E tudo o vento levou

Sabes, foram precisos meses.

Meses em que senti a tua falta. Que engoli em seco todas as coisas que me dizias. Que te fui esquecendo. Devagarinho. 

Meses esses que trouxeram para mim a única conclusão possível. A de que nunca, na verdade, fomos melhores que isto.

Quando digo isto, falo dos sonhos, dos planos, das palavrinhas bonitas que de vez em quando eram ditas, dos abraços, do sentimento de pertença e de segurança.

Foi o isto, que se foi embora, do nada, de repente. E foi por isto, que não fomos os melhores. Nunca o seriamos. Hoje tenho consciência disso.

Podia dizer que fizemos tanto, que demos tanto um ao outro mas ambos sabemos que isso não é inteiramente verdade.

Sabes aquela sensação de segurança? Aquela sensação de “eu não vou desistir de nós?“, foi-se embora, assim como tu foste. Do nada. E eu fui obrigada a voltar a endireitar a minha vida. Sem ti desta vez. E sabes, não foi uma semana, não foram duas, foi um mês a sentir a tua falta constantemente. E sabes? Naquela altura, eu precisava de ti mas tu nunca te apercebes-te disso, foste embora. Por isso, passado aquele mês recusei-me a voltar a lamentar-me pelo que podia ter sido e não foi e o que poderia ter feito e não fiz, recusei-me a sentir a tua falta de novo.

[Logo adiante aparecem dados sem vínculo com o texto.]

PR #1012, opened 2026-02-11
Feature/vplay 12671 replace append bytes calls

DomSyna:
### Summary

Replacing `AppendBytes()` method with vector like alternatives `assign()` and `insert()`. 

**Key Changes:**
- **Replaced `AppendBytes()` calls** with `assign()` (for replacement) or `insert()` (for appending) across production and test code
- **Removed redundant `clear()` calls** before `assign()` operations (assign already clears)
- **Eliminated unnecessary casts** by using `data()` instead of `GetPtr()` with reinterpret_cast in buffer operations
- **Updated `CachedFragment::Copy()`** to use `assign()` without explicit length parameter

All changes maintain backward compatibility and test coverage.


mp4demux/MP4Demux.cpp
```diff
@@ -717,7 +717,9 @@ void Mp4Demux::ParseTrackRun()
 		{
 			throw Mp4ParseException(MP4_PARSE_ERROR_DATA_BOUNDARY_MISMATCH, "trun: sample payload OOB");
 		}
-		newSample.mData.AppendBytes(dataPtr, sampleLen);
+		newSample.mData.insert(newSample.mData.GetVector().end(),
+				reinterpret_cast<const uint8_t*>(dataPtr),
```
jfagunde: Why do you need the cast if dataPtr is already a const uint8_t*? Here and other places.

test/utests/tests/AampTSBSessionManager/FunctionalTests.cpp
```diff
@@ -170,7 +170,7 @@ TEST_F(FunctionalTests, TSBWriteTests)
 	cachedFragment->duration = 0;
 	cachedFragment->position = 0;
 	cachedFragment->absPosition = 1234.0;
-	cachedFragment->fragment.AppendBytes(TEST_DATA, strlen(TEST_DATA));
+	cachedFragment->fragment.assign(reinterpret_cast<const uint8_t*>(TEST_DATA), reinterpret_cast<const uint8_t*>(TEST_DATA) + strlen(TEST_DATA));
```
jfagunde: How about defining TEST_DATA as const uint8_t* instead of casting it everywhere? And the same comment applies to other tests.

test/utests/tests/AdFallbackTests/FunctionalTests.cpp
```diff
@@ -268,7 +268,8 @@ class AdFallbackTests : public ::testing::Test
 		{
 			/* Setup fake AampGrowableBuffer contents. */
 			buffer->clear();
-			buffer->AppendBytes((char *)mAdManifest, strlen(mAdManifest));
+			buffer->assign(reinterpret_cast<const uint8_t*>(mAdManifest),
```
jfagunde: Same comment, why not define mAdManifest as const uint8_t* instead of casting it?

AampGrowableBuffer.h
```diff
@@ -129,7 +129,21 @@ class AampGrowableBuffer
 			NETMEMORY_PLUS();
 		}
 	}
+	void assign(const uint8_t *first, const uint8_t *last)
```
jfagunde: There is a version of assign that takes a size and a value: https://en.cppreference.com/w/cpp/container/vector/assign.html
`void assign( size_type count, const T& value );`
This is closer of the prototype of AppendBytes() that is being replaced and would mean less casting.

tsDemuxer.cpp
```diff
@@ -457,7 +457,9 @@ void Demuxer::processPacket(const unsigned char * packetStart, bool &basePtsUpda
 						bytes_to_read = size;
 					}
 					AAMPLOG_DEBUG("PES_STATE_GETTING_HEADER. size = %d, bytes_to_read =%d", size, bytes_to_read);
-					pes_header.AppendBytes( data, bytes_to_read);
+					pes_header.insert(pes_header.GetVector().end(),
```
jfagunde, line 461: How about implementing other versions of insert() that only take the position and object to insert or the position, object and size?

CachedFragment.cpp
```diff
@@ -72,9 +72,10 @@ void CachedFragment::Copy(CachedFragment* other, size_t len)
 	this->isDummy = other->isDummy;
 	this->discontinuityIndex = other->discontinuityIndex;
 	
-	// Copy fragment data up to specified length
-	if (other && other->fragment.GetPtr() && len > 0) {
-		this->fragment.AppendBytes(other->fragment.GetPtr(), len);
+	// Copy fragment data vector from other to this using assign method
+	if (!other->fragment.GetVector().empty()) {
```
jfagunde: Open brace should be in a new line

CachedFragment.h
```diff
@@ -125,9 +125,8 @@ class CachedFragment
 	/**
 	 * @brief Copy content from another CachedFragment
 	 * @param other Source CachedFragment to copy from
-	 * @param len Length of data to copy from the fragment buffer
 	 */
-	void Copy(CachedFragment* other, size_t len);
+	void Copy(CachedFragment* other);
```
jfagunde, line 129: Are we always copy the whole of the other cached fragment?

AampGrowableBuffer.h
jfagunde: This suggestion is not valid. The suggested version of assign() takes one item and a counter, not a size (the item would be repeated n times).

tsDemuxer.cpp
jfagunde: The same as with assign(), this suggestion is not valid. The version of insert() mention takes one item and a counter, not a size (the item would be repeated n times).

isobmff/isobmffprocessor.cpp
```diff
@@ -1183,7 +1183,8 @@ void IsoBmffProcessor::cacheRestampInitSegment(AampMediaType type,char *segment,
 	stInitRestampSegment *pSt = new stInitRestampSegment;
 	memset(pSt,0,sizeof(stInitRestampSegment));
 	pSt->buffer =  new AampGrowableBuffer("cached-restamp-init-segment");
-	pSt->buffer->AppendBytes(segment, size);
+	pSt->buffer->assign(reinterpret_cast<const uint8_t *>(segment),
+						reinterpret_cast<const uint8_t *>(segment) + size);
```
jfagunde: Is the last element `segment + size` or `segment + size - 1`?

CachedFragment.h
DomSyna: I think so

AampGrowableBuffer.h
```diff
@@ -119,17 +119,35 @@ class AampGrowableBuffer
 			NETMEMORY_PLUS();
 		}
 	}
-	void insert(typename std::vector<uint8_t>::const_iterator pos, const uint8_t *first, const uint8_t *last)
+	void insert(typename std::vector<uint8_t>::const_iterator pos, const void *first, const void *last)
 	{
+		const uint8_t* start = static_cast<const uint8_t*>(first);
+		const uint8_t* end = static_cast<const uint8_t*>(last);
```
jfagunde, line 125: Are these casts needed or would buffer.insert() cope with void* parameters? Same question for assign() method.

DomSyna: No as the vector methods are templated (uint8_t in this case). So since the buffer is a vector of uint8_t and the compiler doesn't know the size of void we have to cast so it knows

MediaStreamContext.cpp
```diff
@@ -222,7 +222,7 @@ bool MediaStreamContext::CacheFragmentChunk(AampMediaType actualType, const char
 		cachedFragment->absPosition = 0;
 		cachedFragment->type = actualType;
 		cachedFragment->downloadStartTime = dnldStartTime;
-		cachedFragment->fragment.AppendBytes(ptr, size);
+		cachedFragment->fragment.assign(ptr, ptr + size);
 		cachedFragment->timeScale = fragmentDescriptor.TimeScale;
```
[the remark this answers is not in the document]
DomSyna: If ptr is nullptr and size is 0, the result of ptr + size is nullptr
Given vector.assign() does nothing if the range is empty (first == last) so it should be fine 

if ptr is nullptr and size > 0 that would be an issue but that shouldn't be possible.

AampGrowableBuffer.h
```diff
@@ -119,17 +119,35 @@ class AampGrowableBuffer
...
+		buffer.assign(start, end);
+
+		const size_t newCap = buffer.capacity();
 
+		// Honour the AAMP memory tracking logic
+		if (oldCap == 0 && newCap > 0)
+		{
+			NETMEMORY_PLUS();
+		}
+	}
```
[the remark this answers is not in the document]
DomSyna: From the spec:
"When an expression that has integral type is added to or subtracted from a pointer, the result has the type of the pointer operand. If the expression P has type “pointer to $cv$ $T$” and points to an element of an array object x with $n$ elements, the expressions P + J and J + P (where J has value $j$) point to an element of x if $0 \le j \le n$ [...] **If the value 0 is added to or subtracted from a pointer value, the result is the original pointer value**."

So as nullptr is a ptr + 0 does nothing.

jfagunde (approved):

pstroffolino (approved):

Reergui-me aos poucos.  Voltei a ser eu aos poucos. Fui curando o meu orgulho, o meu coração e o resto.

Se mudei? Claro que sim. Vai-se aprendendo muito quando se sofre.

Acredita que de uma maneira ou outra, tu mudas.

Mesmo que não queiras.

Não há muito mais a acrescentar, a não ser que passado este tempo todo, posso dizer que estás bem perto de pertencer ao meu passado.